= TASK STATEMENT =
In the data below, how many lines include the word "page"? Give only the number.

= DATA LISTING =
------------------------------------------------------------
PR #1343, opened 2023-08-09
OMM: Roles and blueprints

dougneal:
Summary
---------

Define the hasher, matcher and curator roles. Allow them to be enabled or disabled via config. Separate those role functions out into discrete Flask "Blueprints" with URL prefixes for easy Layer 7 routing. Add stubs for a handful of example functions from the README.

The index endpoint ('/') is distinct in function from '/status',  so separate it out. Add a basic HTML page here so that user is greeted with something human-readable to show they're up and running.

Test Plan
---------

Local `curl` commands

### DIFF
--- a/open-media-match/.devcontainer/omm_config.py
+++ b/open-media-match/.devcontainer/omm_config.py
@@ -5,3 +5,7 @@ DBPASS = 'hunter2'
 DBHOST = 'db'
 DBNAME = 'media_match'
 DATABASE_URI = f"postgresql+psycopg2://{DBUSER}:{DBPASS}@{DBHOST}/{DBNAME}"
+
+ROLE_HASHER = True
+ROLE_MATCHER = True
+ROLE_CURATOR = True
--- a/open-media-match/.devcontainer/omm_config.py
+++ b/open-media-match/.devcontainer/omm_config.py
@@ -1,4 +1,5 @@
 # Database configuration
+PRODUCTION = False
 DBUSER = 'media_match'
 DBPASS = 'hunter2'
 DBHOST = 'db'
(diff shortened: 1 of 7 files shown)


open-media-match/.devcontainer/omm_config.py
```diff
@@ -1,6 +1,11 @@
...
+PRODUCTION = False
 DBUSER = 'media_match'
 DBPASS = 'hunter2'
 DBHOST = 'db'
 DBNAME = 'media_match'
 DATABASE_URI = f"postgresql+psycopg2://{DBUSER}:{DBPASS}@{DBHOST}/{DBNAME}"
+
+ROLE_HASHER = True
+ROLE_MATCHER = True
+ROLE_CURATOR = True
```
Dcallies, line 11: (ignorable): The reason to split these into individual settings vs an enum is for the dev container to respond to all of these roles?

My initial reaction is if it was simpler to just have all roles have all APIs, and just route traffic based on roles, but this is simple and straightforward enough that I don't think that's needed.

open-media-match/src/OpenMediaMatch/blueprints/curation.py
```diff
@@ -0,0 +1,6 @@
+from flask import Blueprint
```
Dcallies, line 1: A future PR to explain what APIs should be in these files might be helpful

Dcallies (approved):
LGTM - think blueprints help with long term organization. 

Think we should put as little work as possible into status page, but it's nice to have it available.

dougneal:
> Think we should put as little work as possible into status page, but it's nice to have it available.

Agreed, I don't think it needs anything more at the moment. I'm thinking it will head off "is that it? is it working?" questions at the hackathon when people are setting up.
------------------------------------------------------------
= COMPLETED EXERCISE =
3